Zinc-finger nucleases (ZFNs) are a powerful tool that can be used to edit the human genome ad libitum. The technology has experienced remarkable development in the last few years with regard to both the target site specificity and the engineering platforms used to generate zinc-finger proteins. As a result, two phase I clinical trials aimed at knocking out the CCR5 receptor in T cells isolated from HIV patients to protect these lymphocytes from infection with the virus have been initiated. Moreover, ZFNs have been successfully employed to knockout or correct disease-related genes in human stem cells, including hematopoietic precursor cells and induced pluripotent stem cells. Targeted genome engineering approaches in multipotent and pluripotent stem cells hold great promise for future strategies geared toward correcting inborn mutations for personalized cell replacement therapies.
Short-lived ZFN expression from episomal DNA-based expression vectors—such as plasmid DNA, integrase-deficient lentiviral vectors, adenoviral vectors, and vectors based on adeno-associated virus—can only be achieved in mitotic cells, which ensures rapid dilution of the vectors during cell divisions. Because DNA-based vector systems have a tendency to integrate into the host genome, it will be important to closely follow the fate of the ZFN expression vectors in the target cells. An alternative way of delivering ZFNs is the transfer of ZFN-encoding mRNA, which ensures rapid but transient ZFN expression and avoids the issue of illegitimate integration.
Microinjection of ZFN-encoding mRNA has been performed in zebrafish and rat single-cell embryos, and the ZFN-mediated gene disruption frequency was comparable to plasmid DNA delivery. Moreover, delivery of ZFNs by mRNA transfection has been used to target the integration of a transgene into the AAVS1 locus in human iPSCs.
If direct in situ correction of a disease locus is not an option, an important consideration will be to determine where to integrate a therapeutic transgene cassette into the human genome. The AAVS1 site on chromosome 19 is thus far the most promising candidate for such a safe harbor, as a native insulator region appears to both protect transgene expression from position-effect variegation and silencing and prevent the transgene promoter from affecting the host transcriptome.

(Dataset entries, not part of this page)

Issue #8197, opened 2024-07-11
aws s3 rm with --recursive option does not delete all the objects from the bucket


anandhu-karattu:
### Environment info
Standalone **noobaa noobaa-core-5.15.4-20240704.el9.x86_64**
Platform RHEL 9.4

### Actual behavior
1. S3 upload is successful for a data set (mix of all type of objects, sparse files, files with long name, compressed files etc)
2. When download via "aws-alias s3 rm s3://bucket-10909 --recursive" , this still displays the left over directories and objects in the bucket. I checked from the FS that the dataset still exists there.

Attaching noobaa.log with this ticket. There is no error found during upload or download

Time stamps for upload:
Jul 11 15:33:13 —> upload start 
Jul 11 15:34:10  --> upload completed

Timestamp for download
Jul 11 15:35:02. --> delete start
Jul 11 15:35:13 --> delete completed

### Expected behavior
 --recursive option should always delete all the uploaded objects and directories

anandhu-karattu:
Attaching noobaa.log now
[Uploading noobaa.log…]()

anandhu-karattu:
To create the test data, I used an internal tool called populatefs which creates data (files and directories) with all ossible combinations.
Then tried to upload the dataset in to S3 bucket. No error during upload and download found

anandhu-karattu:
[noobaa.log](https://github.com/user-attachments/files/16179138/noobaa.log)

romayalon:
Updating that I tried @anandhu-karattu's dataset and indeed I see files are not getting deleted.
Seems to be a bug in List Objects.
During the initial investigation, I noticed that -
1. The first list object response is 1000 objects, IsTruncated:true and a continuation token. 
2. The second list objects command params contains the continuation token from bullet 1 and the response contains 0+ objects, IsTruncated:false. I also noticed that on some cases (maybe there are more issues) the key marker is inside a directory.

naveenpaul1:
@anandhu-karattu @romayalon issue is with list_object. Because of the uniqe folder structure test data have object listing are falling for data set, and it's affecting the object_delete call, where object delete use the list_object output to get the key. Trying to fix the issue in list_object()

naveenpaul1:
Waiting for review

PR #8317, opened 2024-08-29
NSFS : S3 rm with --recursive option does not delete all the objects

naveenpaul1:
### Explain the changes
1. Issue is with list_object api, list_object is failing with specific dir strucute and not returning complete items in that bucket. 
2. dir_key and marker_dir comparison will fail when there are dir with structure slimier to  "-/migrateDir.popFSDir.3803140/" and "/migrateDir.popFSDir.3803140.OldSet/" because "/" considered greater than "."  to fix this all the backslash is replaced with space. This updated marker and dir_key used only for comparison.

Dir structure like this is will fail
> /populatefs_dir
  --/migrateDir.popFSDir.3803140
  ----/sparseDir
   -----lnk.0.qqqqqqqqqqqqqq
   -----lnk.1.qqqqqqqqqqqqqq
   -----lnk.2.qqqqqqqqqqqqqq
--/migrateDir.popFSDir.3803140.OldSet
 ----/sparseDir
  -----lnk.0.qqqqqqqqqqqqqq
  -----lnk.1.qqqqqqqqqqqqqq
  -----lnk.2.qqqqqqqqqqqqqq
    

1. S3 upload is successful for a data set (mix of all type of objects, sparse files, files with long name, compressed files etc)
4.  When download via "aws-alias s3 rm s3://bucket-10909 --recursive" , this still displays the left over directories and objects in the bucket. I checked from the FS that the dataset still exists there.

https://github.com/noobaa/noobaa-core/issues/8197

### Testing Instructions:
1. run NC_CORETEST=true node  ./node_modules/.bin/mocha ./src/test/unit_tests/test_namespace_fs.js

- [ ] Doc added/updated
- [ ] Tests added

### DIFF
--- a/src/sdk/namespace_fs.js
+++ b/src/sdk/namespace_fs.js
@@ -257,6 +257,11 @@ function get_entry_name(e) {
     return e.name;
 }
 
+function get_entry_for_sorting(e) {
+    const check = e.key.includes('.') ? e.key.slice(e.key.indexOf(".")).includes('/') : false;
+    return check ? e.key.slice('/')[0] : e.key;
+}
+
 /**
  * @param {string} name
  * @returns {fs.Dirent}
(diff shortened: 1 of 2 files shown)


src/sdk/namespace_fs.js
```diff
@@ -665,14 +670,20 @@ class NamespaceFS {
                 }
                 const marker_dir = key_marker.slice(0, dir_key.length);
                 const marker_ent = key_marker.slice(dir_key.length);
+                // dir_key and marker_dir comparison will fail when there are folder with structure slimier to 
+                // "dir_prfix.12345/" and "dir_prfix.12345.old/" because "/" considered greater than "."  to fix this 
+                // all the backslash is replaced with space. This updated marker and dir_key used only for comparison.
+                const updated_marker_dir = marker_dir.replaceAll('/', ' ');
```
romayalon, line 676: I think that instead of replacing the value of / we need to have a better comparison function, instead of comparing dir_key < marker_dir and so on, we will call that comparison function. WDYT?

src/test/unit_tests/test_namespace_fs.js
```diff
@@ -138,21 +138,23 @@ mocha.describe('namespace_fs', function() {
         test_ns_list_objects(ns_tmp, dummy_object_sdk, 'test_ns_list_objects');
 
         function assert_sorted_list(res) {
-            let prev_key = '';
+            //let prev_key = '';
```
romayalon, line 141: we should create here a test with the exact scenario found in the github issue

src/sdk/namespace_fs.js
```diff
@@ -258,6 +258,11 @@ function get_entry_name(e) {
     return e.name;
 }
 
+function get_entry_for_sorting(e) {
+    const check = e.key.includes('.') ? e.key.slice(e.key.indexOf(".")).includes('/') : false;
```
romayalon, line 262: is '.' the only special char that causing this issue?

romayalon (changes requested):

naveenpaul1:
PR : [8324](https://github.com/noobaa/noobaa-core/pull/8324) have few overlapping changes, Will update this PR once 8324 is merged,

PR #8331, opened 2024-09-05
Block delete_bucket requests by an OBC account

dannyzaken:
### Explain the changes
1. Prevent the deletion of an OBC bucket by the OBC account.
2. A regular account can delete an OBC bucket according to the access policy or via RPC

1. https://bugzilla.redhat.com/show_bug.cgi?id=2301657

### Testing Instructions:
1. Create an OBC bucket
2. use the credentials associated with the OBC (in the OBC secret) and attempt to delete the bucket via s3 API (e.g. aws-cli)
3. The expected status is `AccessDenied`
4. Attempt to delete the bucket using the admin credentials. deletion should work.
5. Deletion of the OBC should also work and delete the underlying bucket

- [ ] Doc added/updated
- [x] Tests added

### DIFF
--- a/src/endpoint/s3/s3_rest.js
+++ b/src/endpoint/s3/s3_rest.js
@@ -230,9 +230,16 @@ async function authorize_request_policy(req) {
     const account = req.object_sdk.requesting_account;
     const account_identifier_name = req.object_sdk.nsfs_config_root ? account.name.unwrap() : account.email.unwrap();
     const account_identifier_id = req.object_sdk.nsfs_config_root ? account._id : undefined;
-    const is_system_owner = Boolean(system_owner) && system_owner.unwrap() === account_identifier_name;
+
+    // deny delete_bucket permissions from bucket_claim_owner accounts (accounts that were created by OBC from openshift\k8s)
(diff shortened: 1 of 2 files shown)


tangledbytes (approved):
Maybe we can add a small test in unit_tests/test_s3_ops to ensure no regression in future.

src/endpoint/s3/s3_rest.js
```diff
@@ -232,6 +232,15 @@ async function authorize_request_policy(req) {
...
+    // deny delete_bucket permissions from bucket_claim_owner accounts (accounts that were created by OBC from openshift\k8s)
+    // the OBC bucket can still be delete by normal accounts according to the access policy which is checked below
+    if (req.op_name === 'delete_bucket' && account.bucket_claim_owner) {
+        dbg.error(`delete bucket request by an OBC account is restricted. an attempt to delete bucket by account ${account_identifier_name}`);
+        throw new S3Error(S3Error.AccessDenied);
+    }
+
+
     // @TODO: System owner as a construct should be removed - Temporary
     if (is_system_owner) return;
```
jackyalbo, line 245: please move line 233 close to the check in line 245

jackyalbo (approved):

PR #8337, opened 2024-09-09
Bucket Notifications

alphaprinz:
### Explain the changes
Add S3 notification support.
AWS info https://docs.aws.amazon.com/AmazonS3/latest/userguide/EventNotifications.html

Limitations:
-No LifeCycle events.

1. Implement an s3 feature.

### Testing Instructions:
-Run local Kafka with 
docker run -p 9092:9092 apache/kafka-native:3.8.0
Connect cli consumer to Kafka:
./kafka/kafka_2.13-3.8.0/bin/kafka-console-consumer.sh --topic <topic> --from-beginning --bootstrap-server localhost:9092

- Create a notification either by standard s3api put-bucket-notification-configuration.
Alternatively, for nsfs, you can use nsfs_manage to add "notifications" field to bucket.

Example of an nsfs bucket with notifications:
aprinzse:noobaa-core$ cat bucket_notif_event.json 
{
  "name": "notif-both",
  "owner": "amit1",
  "path": "/home/aprinzse/work/standalone/storage_root/notif_both",
  "notifications": [
	  {"Id": "notif_event_kafka", "Events": ["s3:ObjectCreated:*"], "Connect": "/home/aprinzse/work/standalone/connect.kv"},
  	  {"Id": "notif_event_http",  "Events": ["s3:ObjectCreated:*"], "Connect": "/home/aprinzse/work/standalone/connect_http.kv"}
  ]
}

Where connect.kv for Kafka looks like-
aprinzse:noobaa-core$ cat /home/aprinzse/work/standalone/connect.kv
metadata.broker.list=localhost:9092
notification_protocol=kafka
topic=<topic name here>
name=kafka_notif

And for http:
aprinzse:noobaa-core$ cat /home/aprinzse/work/standalone/connect_http.kv 
http_object={"host": "localhost", "port": 9999, "timeout": 100}
notification_protocol=http
name=http_notif

-Run NSFS server with NOTIFICATION_LOG_DIR env, eg
NOTIFICATION_LOG_DIR=/home/aprinzse/work/standalone/notifications_log node src/cmd/nsfs

-Kicking-off notification file processor to send notification with "notification" operation (also need the NOTIFICATION_LOG_DIR env param):
NOTIFICATION_LOG_DIR=/home/aprinzse/work/standalone/notifications_log node src/cmd/manage_nsfs notification

- [ ] Doc added/updated
- [ ] Tests added - to follow in future PR

### DIFF
--- a/src/endpoint/s3/ops/s3_put_object.js
+++ b/src/endpoint/s3/ops/s3_put_object.js
@@ -34,6 +34,9 @@ async function put_object(req, res) {
 
     dbg.log0('PUT OBJECT', req.params.bucket, req.params.key,
         req.headers['x-amz-copy-source'] || '', encryption || '');
+    req.s3event = "ObjectCreated";
+    //for copy, use correct s3event_op. otherwise, just use default (req.method)
+    req.s3event_op = copy_source ? 'Copy' : undefined;
 
     const source_stream = req.chunked_content ? s3_utils.decode_chunked_upload(req) : req;
     const reply = await req.object_sdk.upload_object({
--- a/src/endpoint/s3/ops/s3_put_object.js
+++ b/src/endpoint/s3/ops/s3_put_object.js
@@ -79,6 +79,11 @@ async function put_object(req, res) {
         };
     }
     res.setHeader('ETag', `"${reply.etag}"`);
+
+    if (reply.seq) {
+        res.seq = reply.seq;
+        delete reply.seq;
+    }
 }
 
 
--- a/src/endpoint/s3/ops/s3_put_object.js
+++ b/src/endpoint/s3/ops/s3_put_object.js
@@ -34,9 +34,8 @@ async function put_object(req, res) {
 
     dbg.log0('PUT OBJECT', req.params.bucket, req.params.key,
         req.headers['x-amz-copy-source'] || '', encryption || '');
-    req.s3event = "ObjectCreated";
-    //for copy, use correct s3event_op. otherwise, just use default (req.method)
-    req.s3event_op = copy_source ? 'Copy' : undefined;
+    //for copy, use correct s3_event_method. otherwise, just use default (req.method)
+    req.s3_event_method = copy_source ? 'Copy' : undefined;
 
     const source_stream = req.chunked_content ? s3_utils.decode_chunked_upload(req) : req;
     const reply = await req.object_sdk.upload_object({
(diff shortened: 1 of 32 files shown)


src/endpoint/s3/ops/s3_put_object.js
```diff
@@ -76,6 +79,11 @@ async function put_object(req, res) {
         };
     }
     res.setHeader('ETag', `"${reply.etag}"`);
+
+    if (reply.seq) {
+        res.seq = reply.seq;
```
dannyzaken, line 84: Seems like seq is only returned in namespace_nb flows. This will not work for other namespaces

src/util/notifications_util.js
```diff
@@ -0,0 +1,379 @@
...
+    //eslint-disable-next-line
+    if (eTag && eTag.startsWith('\"') && eTag.endsWith('\"')) {
+        eTag = eTag.substring(2, eTag.length - 2);
+    }
+
+    const notif = {
+        eventVersion: '2.3',
+        eventSource: _get_system_name(req) + ':s3',
+        eventTime: new Date().toISOString,
+        eventName: req.s3event + ':' + (req.s3_event_op || req.method),
```
dannyzaken, line 312: I suggest instead of setting `req.s3event` in each op you can maintain an object to map `req.op_name` to the `s3event`. similar to `OP_NAME_TO_ACTION` in `s3_bucket_policy_utils.js`

src/endpoint/s3/ops/s3_put_object.js
alphaprinz: Right.
As we've discussed we can add a sequence to standalone, at the cost of adding a synchronized step to all s3 ops, so it's preferred for now to see if this is actually needed.

src/util/notifications_util.js
alphaprinz: Ok.

This was done to s3event, the second element in s3 event notation.
For the third element, called method in my code, it was possible in some cases to use the OP_NAME_TO_ACTION object (eg post_object_uploadId), but some cases (eg DeleteMarkerCreated) have to be differentiated manually in code.

I've also changed terminology in the filtering code to (try to) improve readability.

src/endpoint/s3/ops/s3_put_object.js
dannyzaken: But what about other namespaces (S3, Azure, FS) that are not in standalone?

dannyzaken (approved):

PR #8347, opened 2024-09-11
Prevent issue report on read_object_md if the object doesn't exist

tangledbytes:
### Explain the changes
This PR prevents issue report when an object doesn't exist in a target bucket. It is quite common and OK for clients to issue `HeadObject` against an object that doesn't exist in the bucket. This should not be counted as an issue with the namespace store. Counting it as an issue leads to it being marked as `REJECTED` in k8s.

This situation gets even stranger when we account for the fact that our `namespace_monitor` does take into account such scenarios which leads to NamespaceStore continuously switching between `OPTIMAL` and `REJECTED`.

And it gets worse when NooBaa internal replication engine is the entity issuing `HeadObject`. In such scenarios it isn't clear what is causing the NS to get into `REJECTED` state at all as the customer might not be even touching the bucket by themselves.

Fixes https://bugzilla.redhat.com/show_bug.cgi?id=2277298

- [ ] Doc added/updated
- [ ] Tests added

### DIFF
--- a/src/sdk/namespace_blob.js
+++ b/src/sdk/namespace_blob.js
@@ -170,11 +170,17 @@ class NamespaceBlob {
         } catch (err) {
             this._translate_error_code(err);
             dbg.warn('NamespaceBlob.read_object_md:', inspect(err));
-            object_sdk.rpc_client.pool.update_issues_report({
-                namespace_resource_id: this.namespace_resource_id,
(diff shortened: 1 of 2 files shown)


jackyalbo (approved):

tangledbytes:
Tested entire flow on K8s. Merged.

PR #8351, opened 2024-09-11
NSFS | remove previous version external attribute

nadavMiz:
### Explain the changes
currently we have external attribute to denote the previous version. it is an optimization to not look for the latest version for promoting the previous version after deleting the latest version. However this is not well maintain and can be wrong on certain concurrency scenarios such as putting multiple objects with the same key at the same time. this can cause that the wrong version is being promoted. so for now remove the previous version external attribute. we should consider returning this xattr in the future if this optimization is necessary.

1. 

### Testing Instructions:
1. 

- [ ] Doc added/updated
- [ ] Tests added
- [ ]


shirady (approved):
LGTM

shirady:
@nadavMiz could you please add in the PR description the details that you mentioned in the Weekly meeting about the motivation and the reasons for this change? (concurrency issues that it might create so we will have it documented)

romayalon (approved):

PR #387, opened 2019-02-22
fix(tests): tests modal error throwing in a supported way

davidjoy:
No need for an error boundary component.  Uses “shallow” to avoid full mounting in jsdom, which is what spits out an error to the console.


albemarle:
Hooray!

cheerleader cat

davidjoy:
All PRs should get kittens!

PR #394, opened 2019-03-15
feat: major upgrades of many packages and configuration

abutterworth:
This is a very large set of updates. We should verify everything is still configured as needed. The themeable and static builds still build as expected.


.npmignore
```diff
@@ -1,12 +1,9 @@
 .DS_Store
-.eslintcache
 .storybook
-node_modules
```
matthugs: Why'd we add this back into the files sent to npm on publish?

Larger question I'm wondering about: can we switch to the whitelist approach described in link.medium.com/FcQryrm4bV, while we're in here mucking with which files get packed up?

.travis.yml
```diff
@@ -1,15 +1,14 @@
...
-- 6
 cache:
   directories:
   - "~/.npm"
 notifications:
   email:
     recipients:
-    - arizzitano@edx.org
-    - jbradley@edx.org
+    - abutterworth@edx.org
```
matthugs: we can fairly easily add a google group recipient here if you'd like to not be the only one feeling the spam (should spam arise)

package.json
```diff
@@ -2,21 +2,22 @@
...
   "scripts": {
-    "build": "NODE_ENV=production webpack --config webpack.config.js",
+    "build": "webpack --mode production",
     "build-storybook": "build-storybook",
+    "commit": "commit",
     "coveralls": "cat ./coverage/lcov.info | coveralls",
     "debug-test": "node --inspect-brk node_modules/.bin/jest --runInBand --coverage",
     "deploy-storybook": "storybook-to-ghpages",
     "deploy-storybook-ci": "storybook-to-ghpages --ci",
     "gc": "commit",
```
matthugs: can we get rid of this alternative alias? This name I find very counterintuitive

package.json
```diff
@@ -26,80 +27,71 @@
...
+    "source-map-loader": "^0.2.4",
+    "storybook-readme": "^4.0.5",
+    "style-loader": "^0.23.1",
+    "travis-deploy-once": "^5.0.11",
+    "uglifyjs-webpack-plugin": "^2.1.2",
+    "webpack": "^4.29.6",
+    "webpack-cli": "^3.3.0"
   },
   "jest": {
+    "testURL": "http://localhost/",
```
matthugs: this appears to be the default https://jestjs.io/docs/en/configuration.html#testurl-string

.storybook/addons.js
```diff
@@ -1,4 +1,2 @@
-import '@storybook/addon-options/register';
 import '@storybook/addon-actions/register';
 import '@storybook/addon-a11y/register';
```
matthugs: It looks like we removed all the places the corresponding decorator is used. Should we strip this out too, or are we planning on adding them back in piecemeal?

src/ListBox/ListBox.stories.jsx
```diff
@@ -145,7 +142,7 @@ storiesOf('ListBox', module)
     </ListBox>
   ))
   .add('using tag prop', () => (
-    <React.Fragment>
+    <div>
```
matthugs: nit: why?

src/ListBox/index.jsx
```diff
@@ -104,9 +103,9 @@ export default class ListBox extends React.Component {
 }
 
 ListBox.propTypes = {
-  children: or([
-    elementType(ListBoxOption),
-    PropTypes.arrayOf(elementType(ListBoxOption)),
+  children: PropTypes.oneOfType([
+    PropTypes.arrayOf(PropTypes.element),
+    PropTypes.element,
```
matthugs: Consider also: `PropTypes.node`

src/Modal/index.jsx
```diff
@@ -139,21 +139,17 @@ class Modal extends React.Component {
...
-      buttonElement = (<Button
-        {...buttonProps}
-        key={i}
-        onKeyDown={this.handleKeyDown}
-      />);
-
-      return buttonElement;
+    return this.props.buttons.map((button) => {
+      // button is either a Button component that we want clone or a set of props
+      const buttonProps = button.type === Button ? button.props : button;
```
matthugs: Why clone at all? I feel like this adds the kind of react hierarchy-indirection that makes me nervous after ADR-2 in this repo https://github.com/edx/paragon/blob/master/docs/decisions/0002-react-i18n.rst

.travis.yml
abutterworth: Good call I'll make that happen

.storybook/addons.js
abutterworth: The new version of this addon doesn't need to be added with addDecorator – it seems this line is all you need to get set up.

src/Modal/index.jsx
abutterworth: It seems that this was made to handle these two different ways of providing buttons. I agree we shouldn't do what we are here, but for the sake of backward compatibility I didn't want to change anything. This was more just cleaning up some code that I found hard to read.

.npmignore
abutterworth: Great! I replaced this with the whitelist

package.json
abutterworth: I think I added this due to an issue with Storyshots. I can remove and see if it breaks anything.

package.json
abutterworth: removed.

src/ListBox/index.jsx
abutterworth: Thanks that's better.

src/ListBox/ListBox.stories.jsx
abutterworth: Good catch – no good reason.

src/Modal/index.jsx
matthugs: My jaw would drop if any downstream users of this component relied on the behavior of us not using the same buttons they pass in, but prop-clones of the same.

But I can understand the desire to push off this concern; should I make a note of it to drop in the backlog once we have one set up?

package.json
matthugs: Sorry I was unclear about which line I was pointing to in github's interface; it's much clear when adding a comment

Your name makes loads more sense to me than `npm run gc`. It's a pretty bad false-cognate with `git gc`

src/Modal/index.jsx
abutterworth: Yes please do.

package.json
abutterworth: No problems removing it 👍

package.json
abutterworth: Got it, changed.

src/Modal/index.jsx
matthugs: This ended up being mooted in https://github.com/edx/paragon/pull/435 by the elimination of these buttons from the modal component's prop interface. Marking as resolved.

PR #398, opened 2019-03-20
feat: remove static build output

abutterworth:
Eliminating the static build target provides us a simpler project setup and sets the stage to eliminate css modules and some of the problems caused by its current implementation.

The static build is used only in some places in edx-platform:
https://github.com/search?q=org%3Aedx+%22paragon%2Fstatic%22&type=Code

### DIFF
--- a/.eslintignore
+++ b/.eslintignore
@@ -1,5 +1,3 @@
 coverage/*
 dist/
-themeable/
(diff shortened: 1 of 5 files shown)


abutterworth:
@robrap yes I do thank you

PR #399, opened 2019-03-20
feat: remove css module and namespace support

abutterworth:
BREAKING CHANGE: This changes the way scss should be imported with components. Rather than a SCSS file for each module, this prefers that consumers import the scss file (src/index.scss). It must be included after bootstrap variables are set. It's also up to the consumer to include font-awesome if needed. 

## ADR
Please read the ADR within this PR: https://github.com/edx/paragon/pull/399/files#diff-787f948bcc1ce703268ef23a813b8d16

## Usage (from the README)

Paragon requires React 16 or higher. To install Paragon into your project:

```
npm i --save @edx/paragon
```

In your JSX files:
```
import { ComponentName } from '@edx/paragon';
```

Include in your SCSS file:
```
```

```
```


src/Pagination/index.jsx
```diff
@@ -203,23 +200,23 @@ class Pagination extends React.Component {
...
+          'page-item',
           {
-            [styles.disabled]: isFirstPage,
+            disabled: isFirstPage,
           },
         )}
       >
         <Button
-          className={['previous', styles['page-link']]}
+          className={['previous', 'page-link']}
```
davidjoy: Same thing here.

davidjoy: I don't see anything in the react doc about className accepting an array...

webpack.config.js
```diff
@@ -53,15 +56,11 @@ module.exports = {
...
-            options: {
-              modules: true,
-              localIdentName: '[local]',
-            },
           },
           {
             loader: 'sass-loader',
             options: {
-              data: '@import "paragon-reset";',
+              data: '@import "bootstrap-variables";',
```
davidjoy: Is there a reason to do this, rather than just manually import those three imports in bootstrap-variables.scss into index.scss?  Not sure I understand the value of this `data` thing.

src/Collapsible/index.jsx
```diff
@@ -4,7 +4,6 @@ import PropTypes from 'prop-types';
 import Button from '../Button';
 import Icon from '../Icon';
 
-import styles from './Collapsible.scss';
```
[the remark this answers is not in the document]
abutterworth: We don't need to pull in styles for CSS module mapping anymore.

Now preferring that consumers of Paragon include ./src/index.scss in their scss files. They can still include specific scss files if they prefer, but I deleted all the scss files that had no purpose other than providing javascript with css module names.

src/Pagination/index.jsx
```diff
@@ -120,15 +117,15 @@ class Pagination extends React.Component {
...
           {
-            [styles.active]: active,
+            active,
           },
         ])}
         key={page}
       >
         <Button
-          className={[styles['page-link']]}
+          className={['page-link']}
```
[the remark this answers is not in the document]
abutterworth: Button itself uses the classnames package and expects an array for className. We will be changing this shortly!

webpack.config.js
abutterworth: The value here is that when building the minified scss we need bootstrap functions, variables, and mixins to be set, so this loader adds them. 

We still want index.scss to be a clean partial so that consuming applications can determine how or which bootstrap theme variables to include.

PR #400, opened 2019-03-21
Update packages, simplify build targets, remove css modules

abutterworth:
# Paragon 4.0.0

**This PR removes support for the static, css-namespaced build that is used in edx-platform.** See all uses here: https://github.com/search?q=org%3Aedx+%22paragon%2Fstatic%22&type=Code
In letting go of this requirement the following changes are contained in this release:

### CSS Modules have been removed.
SCSS is no longer imported into Paragon component JSX files and those that no longer serve a purpose have been deleted.

### The way to include Paragon SCSS has changed
Include in your SCSS file:
```
```

```
```

### You will see minor changes in your snapshot tests
There are no breaking changes in the usage of Paragon components, but there are a couple minor changes in html output. 
- null values will be present on scope attributes in tables (this seems to be a change in the way React handles null values)
- Dropdowns with icons have a className that is no longer outputted incorrectly as an array.


src/Breadcrumb/Breadcrumb.stories.jsx
```diff
@@ -1,10 +1,5 @@
-/* eslint-disable import/no-extraneous-dependencies */
 import React from 'react';
 import { storiesOf } from '@storybook/react';
-import centered from '@storybook/addon-centered';
-import { checkA11y } from '@storybook/addon-a11y';
-import { withInfo } from '@storybook/addon-info';
-import { withReadme } from 'storybook-readme';
```
AlasdairSwan: @abutterworth why are these being removed? Because of the Storybook version update?

src/Breadcrumb/index.jsx
```diff
@@ -12,20 +11,20 @@ const Breadcrumbs = ({
 
   return (
     <nav aria-label="breadcrumb">
-      <ol className={classNames(styles['list-inline'])}>
+      <ol className={classNames('list-inline')}>
```
AlasdairSwan: Why not just ```<ol className="list-inline">```?

src/Breadcrumb/Breadcrumb.stories.jsx
abutterworth: We had configured the same storybook decorators on each story in the past. I don’t know if it’s new with the update but you can set the default configuration for all of them in the storybook config.

src/Breadcrumb/index.jsx
abutterworth: It should be. You're right let's get this cleaned up in subsequent improvements.

PR #404, opened 2019-03-22
feat: publish major upgrades of many packages and configuration

abutterworth:
BREAKING CHANGE: This removes the static build of Paragon.

# Paragon 4.0.0

**This PR removes support for the static, css-namespaced build that is used in edx-platform.** See all uses here: https://github.com/search?q=org%3Aedx+%22paragon%2Fstatic%22&type=Code
In letting go of this requirement the following changes are contained in this release:

### CSS Modules have been removed.
SCSS is no longer imported into Paragon component JSX files and those that no longer serve a purpose have been deleted.

### The way to include Paragon SCSS has changed
Include in your SCSS file:
```
```

```
```

### You will see minor changes in your snapshot tests
There are no breaking changes in the usage of Paragon components, but there are a couple minor changes in html output. 
- null values will be present on scope attributes in tables (this seems to be a change in the way React handles null values)
- Dropdowns with icons have a className that is no longer outputted incorrectly as an array.


abutterworth:
Two PR reviews cover code contained in this commit:

#398 feat: remove static build output
#399 feat: remove css module and namespace support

The fact that ZFNs can be used to create knockout animals is especially encouraging and emphasizes the high specificity the technology has reached in the last 3 years. Moreover, the development of alternative designer nucleases, such as TALENs and meganucleases, has further spurred interest in targeted genome engineering approaches. Conversely, studies reporting ZFN off-target activities in zebrafish and human cells must not be overlooked and should serve as the basis for further improvement of the technology. The employment of highly specific designer nucleases is especially important when DSB-based genome engineering is applied to multipotent or pluripotent stem cells, such as HSCs or iPSCs, with their high proliferative potential. Even so, the remarkable progress achieved in the last few years demonstrates that ZFNs represent a tool that allows researchers and clinicians for the first time to rationally edit the genome of human cells and to take this technology from the bench to the bedside for therapeutic applications.